British Board Game News – The Ragnar Brothers are taking another look at Workshop of the World

Posted: August 26, 2012 in game news


British Board Game News – The Ragnar Brothers are taking another look at Workshop of the World

Steve Kendal from the Ragnar Brothers dropped me a note to update us on the latest work he is doing on the rules for Workshop of the World…

 

Workshop of the World Alternative Bidding System Trials

Workshop of the World uses a blind bidding system which delivers speed, humour and a hint of that which excites in Poker. However, some of our gaming friends have reported embarrassing ‘hosings’ taking place and with that in mind I have decided to find an alternative system. Thanks then to friends (Andrew, James, Gordon, Russell) at Epsom Games Club who have helped trial.

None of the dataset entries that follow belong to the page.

PR #3949, opened 2022-09-29
Adding roomLimit permission

hadicheaito1:
## Description

- Adding RoomLimit permission
- Setting default to 100 for admin, user, and guest


db/data/20220721145016_populate_permissions.rb
```diff
@@ -10,7 +10,8 @@ def up
       { name: 'ManageSiteSettings' },
       { name: 'ManageRoles' },
       { name: 'SharedList' },
-      { name: 'CanRecord' }
+      { name: 'CanRecord' },
+      { name: 'roomLimit' }
```
farhatahmad, line 14: Since we've pushed Alpha, we need to create new migrations - not push to old ones

scouillard:
Shouldn't this be a default? 255 seems kind of high already?

db/data/20220929151206_populate_room_limit_permission.rb
```diff
@@ -0,0 +1,13 @@
+# frozen_string_literal: true
+
+class PopulateRoomLimitPermission < ActiveRecord::Migration[7.0]
+  def up
+    Permission.create! [
+      { name: 'roomLimit' }
```
scouillard, line 6: Could we name it RoomLimit with a capital R for consistency

hadicheaito1: Done

db/data/20220929151319_populate_room_limit_role_permission.rb
```diff
@@ -0,0 +1,22 @@
+# frozen_string_literal: true
+
+class PopulateRoomLimitRolePermission < ActiveRecord::Migration[7.0]
+  def up
+    admin = Role.find_by(name: 'Administrator')
+    user = Role.find_by(name: 'User')
+    guest = Role.find_by(name: 'Guest')
+
```
farhatahmad, line 8: You can do this all in 1 migration, no need for 2

db/data/20220721145016_populate_permissions.rb
farhatahmad: Remove this :)

db/data/20220929151319_populate_room_limit_role_permission.rb
```diff
@@ -0,0 +1,22 @@
...
+    room_limit = Permission.find_by(name: 'RoomLimit')
+
+    RolePermission.create! [
+
+      { role: admin, permission: room_limit, value: 255 },
+      { role: user, permission: room_limit, value: 255 },
+      { role: guest, permission: room_limit, value: 255 }
```
farhatahmad, line 15: Maybe we set the default to something nicer? 100?

db/data/20220930022007_populate_room_limit_role_permission.rb
```diff
@@ -0,0 +1,26 @@
...
+
+    admin = Role.find_by(name: 'Administrator')
+    user = Role.find_by(name: 'User')
+    guest = Role.find_by(name: 'Guest')
+
+    room_limit = Permission.find_by(name: 'RoomLimit')
+
+    RolePermission.create! [
+
+      { role: admin, permission: room_limit, value: 100 },
```
hadicheaito1, line 17: I think it's better to make the values strings to stay consistent, what do you think?

db/data/20220930022007_populate_room_limit_role_permission.rb
```diff
@@ -0,0 +1,26 @@
+# frozen_string_literal: true
+
+class PopulateRoomLimitRolePermission < ActiveRecord::Migration[7.0]
+  def up
+    Permission.create! [
```
KH-Amir-TN, line 5: I think you can add this directly to the `PopulatePermissions`.

db/data/20220930022007_populate_room_limit_role_permission.rb
KH-Amir-TN: They will be casted into a string when saving the record but I believe it's better to be consistent with the rest of role permissions creation.

KH-Amir-TN (approved):
I think at this step you can update and use both of `PopulatePermissions` and `PopulateRolePermissions` since that's what we gonna do at a later step when merging migrations.

scouillard (dismissed):

db/data/20220930022007_populate_room_limit_role_permission.rb
hadicheaito1: I was told by @farhatahmad to create new migration file for these since we released alpha and don't want people to have to nuke their db for the new changes

db/data/20220930022007_populate_room_limit_role_permission.rb
hadicheaito1: WIll do in next PR

db/data/20220930022007_populate_room_limit_role_permission.rb
KH-Amir-TN: Yeah, good point!

farhatahmad (approved):

PR #4425, opened 2023-01-09
Fix visual issue with avatar load

farhatahmad:


app/javascript/components/users/user/Avatar.jsx
```diff
@@ -19,9 +19,10 @@ export default function Avatar({ avatar, radius, className }) {
         width={radius}
         height={radius}
         className={className}
+        style={{ display: isLoaded ? '' : 'none' }}
```
farhatahmad, line 22: Essentially, the avatar was still taking up space while it was loading, which was causing the visual glitch. This change will make the avatar invisible until it loads in (replacing the placeholder)

scouillard: Interesting

scouillard (approved):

As it happens, of the said friends, only James had actually played before (despite WOTW being voted ‘Best Game 2010′ at UK Games Expo), so the Canal Era was played using the normal rules. Guess what? Fast, fun and Poker-like (though why Gordon bid £10 for Birmingham remains a mystery). Come the Railway Era everyone was up for exploring the new system. In fact I was astounded by the immediate alternative suggestions that suddenly surfaced; Goa-system, Ra-system, Steel Driver-system to name but a few.

My thumb-nail idea was;

  • In (remaining) turn order 1st player selects a card to bid on. Minimum bid is the value of the card. Players bid or drop out. Player winning takes card and places turn order marker on next position. Continue until all cards taken. etc.

I’d already played this solo and anticipated it being embraced on the nod. That’s why trialling is critical; nothing particularly wrong except that bidding differentials were enormous. And … so slow…

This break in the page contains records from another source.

PR #4428, opened 2023-01-10
Add Empty Rooms List layout

scouillard:
## Description

Add EmptyRoomsList layout so that user are prompted to create a Room after creating an account.
Showed our demo to a friend, and he was confused because the landing page was empty - this should help guide a new user.
Not sure about the text, please comment if you have a better text.

image

### DIFF
--- a/app/assets/locales/en.json
+++ b/app/assets/locales/en.json
@@ -92,6 +92,8 @@
     "last_session": "Last Session: {{ room.last_session }}",
     "no_last_session": "No previous session created",
     "no_rooms_found": "No rooms found",
+    "rooms_list_is_empty": "Your rooms list is empty!",
+    "rooms_list_empty_create_room": "Create your first room by clicking on the button below and entering a room name.",
     "meeting": {
       "start_meeting": "Start Meeting",
       "join_meeting": "Join Meeting",
--- a/app/assets/locales/en.json
+++ b/app/assets/locales/en.json
@@ -92,7 +92,7 @@
     "last_session": "Last Session: {{ room.last_session }}",
     "no_last_session": "No previous session created",
     "no_rooms_found": "No rooms found",
-    "rooms_list_is_empty": "Your rooms list is empty!",
+    "rooms_list_is_empty": "You don't have any room yet!",
     "rooms_list_empty_create_room": "Create your first room by clicking on the button below and entering a room name.",
     "meeting": {
       "start_meeting": "Start Meeting",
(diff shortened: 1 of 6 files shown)


app/assets/stylesheets/rooms.scss
```diff
@@ -108,3 +108,9 @@
     opacity: 0.6;
   }
 }
+
+#rooms-list-empty {
+  svg {
+    padding-top: 2rem;
+  }
+}
```
farhatahmad, line 116: This can be done in bootstrap

app/assets/locales/en.json
```diff
@@ -92,6 +92,8 @@
     "last_session": "Last Session: {{ room.last_session }}",
     "no_last_session": "No previous session created",
     "no_rooms_found": "No rooms found",
+    "rooms_list_is_empty": "You don't have any room yet!",
```
farhatahmad, line 95: "any rooms" is more correct I believe

app/assets/stylesheets/rooms.scss
scouillard: It can't, pt-4 is 1.5rem and pt-5 is 3rem.

app/javascript/components/rooms/EmptyRoomsList.jsx
```diff
@@ -0,0 +1,36 @@
...
+import UserBoardIcon from './UserBoardIcon';
+
+export default function EmptyRoomsList() {
+  const { t } = useTranslation();
+  const currentUser = useAuth();
+  const mutationWrapper = (args) => useCreateRoom({ userId: currentUser.id, ...args });
+
+  return (
+    <div id="rooms-list-empty">
+      <Card className="border-0 shadow-sm mt-5 text-center">
```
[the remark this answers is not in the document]
scouillard: I think it looks better full width.
image

And it fits with the rest of the cards layout
image

hadicheaito1:
When a user signs in for the first time they should always have a default room (assuming they have the create room role permission), i guess this is for the case that they delete all their rooms only?

Visually I like the full width, it's also consistent with the other tabs. Not a strong opinion on either tho

scouillard:
> When a user signs in for the first time they should always have a default room (assuming they have the create room role permission), i guess this is for the case that they delete all their rooms only?
> 
> Visually I like the full width, it's also consistent with the other tabs. Not a strong opinion on either tho

I wasn't sure - didn't we got rid of the Home Room?

It doesn't seem to create a Home Room when I make an account, and I don't see it in the issues/cards.

But yeah indeed, either way it is proper display if there is no room, maybe change the wording a bit.

farhatahmad (approved):

farhatahmad:
Based on this PR: https://github.com/bigbluebutton/greenlight/pull/4217/files it was only done for local accounts - not external

PR #4501, opened 2023-01-12
Rework Homepage Layout

scouillard:
## Description

Added some icons/descriptions on what Greenlight/BBB does.
Texts are to be improved.

I think we should blur the line between "BBB" and "Greenlight" for the descriptions on the homepage as most of GL users don't make the distinction.

image


scouillard:
The footer is still broken. If you play with the browser width, it will overlay or disappear. Should be fixed in another PR.

farhatahmad (approved):

PR #4503, opened 2023-01-12
Remove Brand Color on Input hover and focus

scouillard:
## Description

Removed the hover and focus effect on the form inputs that would change the border color to brand color.
Re-added the default bootstrap box-shadow but changed the width so it's a bit smaller.

It was doing some free games with the SearchBar and the Select fields and it can be really ugly/weird depending in the brand color.
Having the default bootstrap blue box-shadow on input select is widely accepted and it was (my) bad idea to have it another way (the effect is actually a box-shadow, not a border-color).

image

### DIFF
--- a/app/assets/stylesheets/application.bootstrap.scss
+++ b/app/assets/stylesheets/application.bootstrap.scss
@@ -120,6 +120,10 @@ input.search-bar {
   @include media-breakpoint-down(sm) {
     min-width: $button-min-width;
   }
+
+  &:focus {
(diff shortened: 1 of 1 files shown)


farhatahmad:
Hmm I'm not sure I agree with this. v2 had the brand colored inputs as well and I find them nicer when it's 1 uniform color

scouillard:
Right way to do would be to add the box-shadow effect instead of changing the border color.

PR #4508, opened 2023-01-13
Fixing room limit input glitch

hadicheaito1:
## Description

- Fixing room limit input glitch when validation occurs

### DIFF
--- a/app/assets/stylesheets/admin_panel.scss
+++ b/app/assets/stylesheets/admin_panel.scss
@@ -162,6 +162,10 @@
   width: 100px;
 }
 
+.invalid-feedback{
+  width: 200px;
+}
+
 .role-badge {
   background-color: whitesmoke !important;
   height: 24px;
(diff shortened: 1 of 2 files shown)


app/assets/stylesheets/admin_panel.scss
```diff
@@ -162,6 +162,10 @@
   width: 100px;
 }
 
+.invalid-feedback{
+  width: 200px;
+}
```
farhatahmad, line 167: This will apply to all validation errors on all the admin pages - is that what you want to achieve?

hadicheaito1: Yeah I know, I tried avoiding it but it's the only thing I could come up with right now. It's fine for now since it won't affect anything else since there are no other yup validations on the admin pages

KH-Amir-TN: This affecting the entire application,
image
image

PR #4516, opened 2023-01-16
Production improvements

farhatahmad:


Dockerfile
```diff
@@ -39,8 +39,7 @@ RUN apk add --no-cache \
     && ( echo 'install: --no-document' ; echo 'update: --no-document' ) >>/etc/gemrc
 COPY . ./
 RUN bundle install -j4 \
-    && yarn install \
-    && ./node_modules/.bin/esbuild app/javascript/*.* --bundle --sourcemap --outdir=app/assets/builds
```
farhatahmad, line 43: Already done as part of `rake assets:precompile`

Dockerfile
```diff
@@ -51,6 +50,9 @@ ENV RAILS_SERVE_STATIC_FILES=${RAILS_SERVE_STATIC_FILES:-true}
 ARG PORT
 ENV PORT=${PORT:-3000}
 
+ARG NODE_ENV
+ENV NODE_ENV=${NODE_ENV:-production}
```
farhatahmad, line 54: Production mode :rocket:

package.json
```diff
@@ -39,8 +39,8 @@
     "yup": "^0.32.11"
   },
   "scripts": {
-    "build": "esbuild app/javascript/*.* --bundle --sourcemap --outdir=app/assets/builds --loader:.png=dataurl",
-    "build:css": "sass ./app/assets/stylesheets/application.bootstrap.scss ./app/assets/builds/application.css --no-source-map --load-path=node_modules"
+    "build": "esbuild app/javascript/*.* --bundle --sourcemap --outdir=app/assets/builds --loader:.png=dataurl --minify",
```
KH-Amir-TN, line 42: The `--minify` will cause esbuild to make a complete minification to the js bundle(s) and furthermore set the `process.env.NODE_END` to `production` which what we need on a production environment.
However this will cause the following issues for development:
1. Dev js assets will be minified (no practical debugging is possible).
2. Any js package that is conform with the standard will then run its production version which will not usually include any verbose errors or logging.

farhatahmad: Let me see if there's a way to run 2 different scripts based on env variable

Dockerfile
farhatahmad: It's what tells npm to run in production - meaning React will run in production mode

After three turns we decided to try Andrew’s suggestion:

  • Starting with 1st player and continuing, players place their bid (use an Industry marker to record) on one of the cards. If a later player over-bids on the same card, then the player re-bids onto a different card. Continue until all cards are bid for.

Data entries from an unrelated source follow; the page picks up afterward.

PR #4526, opened 2023-01-17
Added comments to all methods

farhatahmad:
## Description

Added basic descriptions and missing routes to all methods

### DIFF
--- a/config/routes.rb
+++ b/config/routes.rb
@@ -12,7 +12,7 @@ Rails.application.routes.draw do
   # All the Api endpoints must be under /api/v1 and must have an extension .json.
   namespace :api do
     namespace :v1 do
-      resources :sessions, only: %i[index create] do
+      resources :sessions, only: %i[index create destroy] do
         collection do
           delete 'signout', to: 'sessions#destroy'
         end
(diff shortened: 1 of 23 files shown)


config/routes.rb
```diff
@@ -12,7 +12,7 @@
   # All the Api endpoints must be under /api/v1 and must have an extension .json.
   namespace :api do
     namespace :v1 do
-      resources :sessions, only: %i[index create] do
+      resources :sessions, only: %i[index create destroy] do
         collection do
           delete 'signout', to: 'sessions#destroy'
```
KH-Amir-TN, line 17: I believe that we need to remove the `DELETE /sessions/signout.json` collection route L16-L18 and update the `useDeleteSession` hook to use the `DELETE /sessions.json` API instead.
Because this way the `SessionsController#destroy` is not accessed through the destroy resource API.

KH-Amir-TN (commented):
I believe this PR provides a basic documentation to controllers action methods only?
We may want to further document the controllers private methods especially the ones that maintainers should be advertised on how to use (like `UsersController#valid_invite_token`) and also the rest of the backend resources (models, services, ...).
However, that can be done in subsequent PRs,

config/routes.rb
farhatahmad: That was my first though as well - but then I realized `destroy` requires an `id` which doesn't really exist in this context. Looks like I forgot to remove this

hadicheaito1 (approved):

config/routes.rb
KH-Amir-TN: Gotcha,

After an amiable discussion we decided to stick with a minimum bid of the card’s value. Thank goodness; it still took an age. To make matters worse James started moaning about having built up a cash advantage in the previous system. This time card differentials were rather limited.

For the final set of cards we reverted to System B. On count-up James won by a healthy margin.

Feed-back initially suggested that blind-bidding remained the best option in a game that benefits from being played at a good speed, even though game- calculations are an interesting puzzler. But, at the last minute, Russell (the quiet man of the table) came up with a steal; the Goa-variant.

  • In (remaining) turn order 1st player selects a card to bid on. Minimum bid is the value of the card. Starting with next (remaining) player clockwise, players bid or pass. 1st player makes the final bid in a once round auction. 1st player MUST bid if no other bids made. Player winning takes card and places turn order marker on next position. Continue until all cards taken. etc.

 

Certainly worth a try; but will have to wait until another session.

 

The aim ultimately is to produce an alternative system and publish on this and other web-sites. Watch this space.